Yes. All three tools connect to ClickHouse via its HTTP interface (port 8123), which is available on both self-hosted and managed ClickHouse deployments. For ClickHouse Cloud, you would configure the connection with your cloud endpoint URL and credentials. For managed ClickHouse services, check that the HTTP interface is accessible from the network where you deploy the management UI.
How do I secure access to these management UIs?
Tabix has built-in authentication for saving connections. ClickCat and Telescope do not have built-in authentication and should be deployed behind a reverse proxy with authentication (nginx with basic auth, OAuth2-proxy, or Authelia). All three should run on internal networks only, and ClickHouse connections should use read-only credentials for query-only access.
Which tool supports ClickHouse clusters with replicas and shards?

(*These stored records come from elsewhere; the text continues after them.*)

PR #300, opened 2021-12-10
Fix categorise typing

benbc:


databuilder/dsl.py
```diff
@@ -436,9 +447,9 @@ def categorise(
     return PatientSeries(value=ValueFromCategory(value_mapping, default))
 
 
-def _validate_category_mapping(
-    mapping: dict[Expression, PatientSeries], default: Expression | None
-) -> None:
+# Typed as Any because the alternative is another overloaded function here which is unnecessary ceremony for this
+# internal function.
+def _validate_category_mapping(mapping: dict[Any, PatientSeries], default: Any) -> None:
```
ghickman, line 452: Would `object` work in place of `Any` here? Or is that still too specific?

ghickman (approved):

databuilder/dsl.py
benbc: Oh, excellent question. And the answer turns out to be "yes". Thank you.

PR #302, opened 2021-12-13
Remove built-in flake8 ignores for non-built-in variable names

ghickman:
Small tweak to remove some noqas we don't need.


CarolineMorton (approved):
Makes sense to me.

PR #307, opened 2021-12-15
chore: Add some Python caches to `.gitignore`

StevenMaude:


madwort:
do we have a template gitignore anywhere that should be updated? and/or other repos that could use this addition?

StevenMaude:
> do we have a template gitignore anywhere that should be updated? and/or other repos that could use this addition?

This is a good question, and I had a similar thought of how we keep these in sync. I'm not sure if there's a nice, clean way except syncing by hand.

It's this template originally: https://github.com/opensafely-core/repo-template

I can put a PR in there too.

madwort:
Cool, a PR in the template repo sounds good enough for me 👍

StevenMaude:
Actually, this isn't necessary as both caches should actually end up with a `.gitignore` as @ghickman pointed out in Slack.

Copy-paste of my response there:

> 1. The `.mypy_cache` directory I had for `databuilder` didn't have a `.gitignore`. I deleted the directory and re-ran `mypy`, then it appeared. It might have been because I never actually ran `mypy` to completion locally, and just exited early. Not sure.
> 2. Given 1, I just added `.pytest_cache` reflexively after looking at GitHub's Python `.gitignore`, but you're correct in that `.pytest_cache` creates a `.gitignore` too.

PR #308, opened 2021-12-15
ci: Publish a databuilder image

StevenMaude:
For now, this retains the existing cohortextractor-v2 image while publishing a databuilder image.

We also publish both images with a `vX`, `vX.Y` and `vX.Y.Z` for a Git tag of `vX.Y.Z`

The databuilder image won't yet be usable anywhere because job-runner and opensafely-cli (which vendors job-runner) need updating to permit the new image name. See https://github.com/opensafely-core/job-runner/pull/324

### DIFF
--- a/.github/workflows/build-and-deploy.yml
+++ b/.github/workflows/build-and-deploy.yml
@@ -9,6 +9,7 @@ jobs:
     if: ${{ startsWith(github.ref, 'refs/tags/v') }}
     runs-on: ubuntu-latest
     env:
+      image: ghcr.io/opensafely-core/databuilder
       ce_image: ghcr.io/opensafely-core/cohortextractor-v2
     steps:
       - uses: actions/checkout@v2
@@ -18,14 +19,16 @@ jobs:
         run: echo ::set-output name=tag::${GITHUB_REF#refs/*/}
 
       - name: Build image
-        run: docker build . --file Dockerfile --tag ${{ env.ce_image }}:latest
+        run: docker build . --file Dockerfile --tag ${{ env.image }}:latest --tag ${{ env.ce_image }}:latest
 
       - name: Log into GitHub Container Registry
         run: docker login https://ghcr.io -u ${{ github.actor }} --password ${{ secrets.DOCKER_RW_TOKEN }}
 
-      - name: Push image to GitHub Container Registry
+      - name: Push images to GitHub Container Registry
         env:
           VERSION: ${{ steps.tags.outputs.tag }}
         run: |
+          docker tag ${{ env.image }} ${{ env.image }}:$VERSION
           docker tag ${{ env.ce_image }} ${{ env.ce_image }}:$VERSION
+          docker push ${{ env.image }}:$VERSION
           docker push ${{ env.ce_image }}:$VERSION
--- a/.github/workflows/build-and-deploy.yml
+++ b/.github/workflows/build-and-deploy.yml
@@ -14,21 +14,21 @@ jobs:
     steps:
       - uses: actions/checkout@v2
 
-      - name: Get current git tag
-        id: tags
-        run: echo ::set-output name=tag::${GITHUB_REF#refs/*/}
-
+      # This relies on the tag having a version of the form vX.Y.Z
       - name: Build image
-        run: docker build . --file Dockerfile --tag ${{ env.image }}:latest --tag ${{ env.ce_image }}:latest
+        run: |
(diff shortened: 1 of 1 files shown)


StevenMaude:
thought:

* I'm not entirely sure why we tag with `latest` and then tag again with the version, but only use the version tag when pushing. I've followed the existing behaviour for now though. I'm aware that we don't really want to use `latest` at all, so I'm not sure why we tag this way.

StevenMaude:
question:

* The current [cohortextractor-v2 image](https://github.com/opensafely-core/base-docker/pkgs/container/cohortextractor-v2) does have a latest tag. Is this automatically added? I couldn't find a definitive answer.
* Do we want to have a `v0` type tag, as well as the `v0.6.0` we currently have? (I think that's fine in a separate PR though. Given that's it not easy to test this type of workflow change, I'd rather keep the changes minimal.)

bloodearnest:
> thought:
> 
> * I'm not entirely sure why we tag with `latest` and then tag again with the version, but only use the version tag when pushing. I've followed the existing behaviour for now though. I'm aware that we don't really want to use `latest` at all, so I'm not sure why we tag this way.

This is a bug, we should push latest too.

bloodearnest:
> * ave a latest tag. Is this automatically added? I couldn't find a definitive answer.
> * Do we want to have a `v0` type tag, as well as the `v0.6.0` we currently have? (I think that's fine in a se

AIUI it is only added if you specify no tag. It's the default, basically.

I think we should only push specific tags, and not latest, so that no one uses it.

We should probably push `vX.Y.Z`, `vX.Y` and `vX` tags, with the default template using `vX`?

StevenMaude:
> AIUI it is only added if you specify no tag. It's the default, basically.
>
> I think we should only push specific tags, and not latest, so that no one uses it.

My thought is that we might not even control the existence of `latest` in the repository (although `latest` in this case might be the most recently pushed tag, at least). That is apparently how the [Docker Hub](https://stackoverflow.com/q/61540768) works, but I'm not sure about GitHub's registry.

> We should probably push vX.Y.Z, vX.Y and vX tags, with the default template using vX?

:+1:

README.md
```diff
@@ -22,7 +22,7 @@ as described in the [documentation](https://docs.opensafely.org/getting-started/
 If running it directly, it should be run from within the research repository.
 To run the latest version via Docker and access its full help:
 
-    docker run --rm ghcr.io/opensafely-core/cohortextractor-v2 --help
+    docker run --rm ghcr.io/opensafely-core/databuilder --help
```
StevenMaude, line 25: thought: Maybe we shouldn't advocate the latest version and pin to a specific version here, e.g. v0 for now?

StevenMaude: Actually, going to leave this as is for now, because the new image name won't work yet.

.github/workflows/build-and-deploy.yml
```diff
@@ -9,23 +9,26 @@ jobs:
...
         run: docker login https://ghcr.io -u ${{ github.actor }} --password ${{ secrets.DOCKER_RW_TOKEN }}
 
-      - name: Push image to GitHub Container Registry
-        env:
-          VERSION: ${{ steps.tags.outputs.tag }}
+      - name: Push images to GitHub Container Registry
         run: |
-          docker tag ${{ env.image }} ${{ env.image }}:$VERSION
-          docker push ${{ env.image }}:$VERSION
+          docker push --all-tags ${{ env.image }}
```
bloodearnest, line 33: TIL --all-tags, nice!

.github/workflows/build-and-deploy.yml
```diff
@@ -9,23 +9,26 @@ jobs:
...
-        run: echo ::set-output name=tag::${GITHUB_REF#refs/*/}
-
+      # This relies on the tag having a version of the form vX.Y.Z
       - name: Build image
-        run: docker build . --file Dockerfile --tag ${{ env.image }}:latest
+        run: |
+          PATCH="${GITHUB_REF#refs/*/}"
+          MAJOR="${PATCH%%.*}"
+          MINOR="${PATCH%.*}"
+          docker build . --file Dockerfile \
```
bloodearnest, line 23: Maybe add 

```
echo "MAJOR=$MAJOR"
echo "MINOR=$MINOR"
echo "PATCH=$PATCH"
```
so we get clear debugging output in GHA if something goes wrong here?

bloodearnest (approved):

PR #309, opened 2021-12-16
Increase Coverage… a bit

ghickman:
This tests some low hanging fruit to bump coverage up a little bit futher.

I had to modify the `__eq__` and `__ne__` methods of Comparator to return values, but I think that's correct?


StevenMaude (approved):

StevenMaude:
Looks fine to me.

But, while I likewise assume that returning from `__eq__` and `__ne__` is the right thing to do, I'm not really that familiar with the DSL, so maybe good to confirm with someone who is.

ghickman:
Confirmed by @rebkwok, in Slack, to be the correct fix.

PR #311, opened 2021-12-16
fix: Trigger builds of new releases on merge to main

madwort:
* A successful CI run on main will trigger the build-and-deploy workflow via the `workflow_run` target
* build-and-deploy can also be triggered by manually tagging & pushing via the `create` target
* We only run build-and-deploy if the most recent version tag points to the current commit
* Ideally we would also do some verification of which package versions have already been built & deployed, but despite lots of digging this does not appear to be possible right now

### DIFF
--- a/.github/workflows/build-and-deploy.yml
+++ b/.github/workflows/build-and-deploy.yml
@@ -3,11 +3,11 @@ name: Build and publish image
 on:
   create:
   workflow_dispatch:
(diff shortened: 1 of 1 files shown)


StevenMaude:
@madwort: #303 now merged, so this can be worked on.

ghickman (approved):

PR #313, opened 2021-12-17
feat: mirror sqlalchemy logging config for pyhive

ghickman:
This hides pyhives logs when testing to minimise output on failing tests.


evansd (approved):
Excellent, thanks for sorting this!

Tabix supports multi-server configurations, allowing you to switch between different ClickHouse servers. For true cluster management (viewing shard distribution, replica health, distributed query execution), you would need ClickHouse’s native system tables (system.clusters, system.replicas) queried through any of these tools’ SQL interfaces.
Can I use these UIs with ClickHouse materialized views?
Yes. All three tools can query ClickHouse materialized views just like regular tables. Tabix provides the best experience for this, as its database explorer shows materialized views alongside tables and its query editor supports the full ClickHouse SQL syntax needed to create and modify materialized views.
What is the resource footprint of each tool?
Tabix is a JavaScript SPA served from a static web server, consuming approximately 50MB of RAM. ClickCat (Python-based) uses about 100MB. Telescope (Go-based) uses approximately 30MB. All three are lightweight compared to the ClickHouse server itself, which typically requires 8GB+ RAM for production workloads.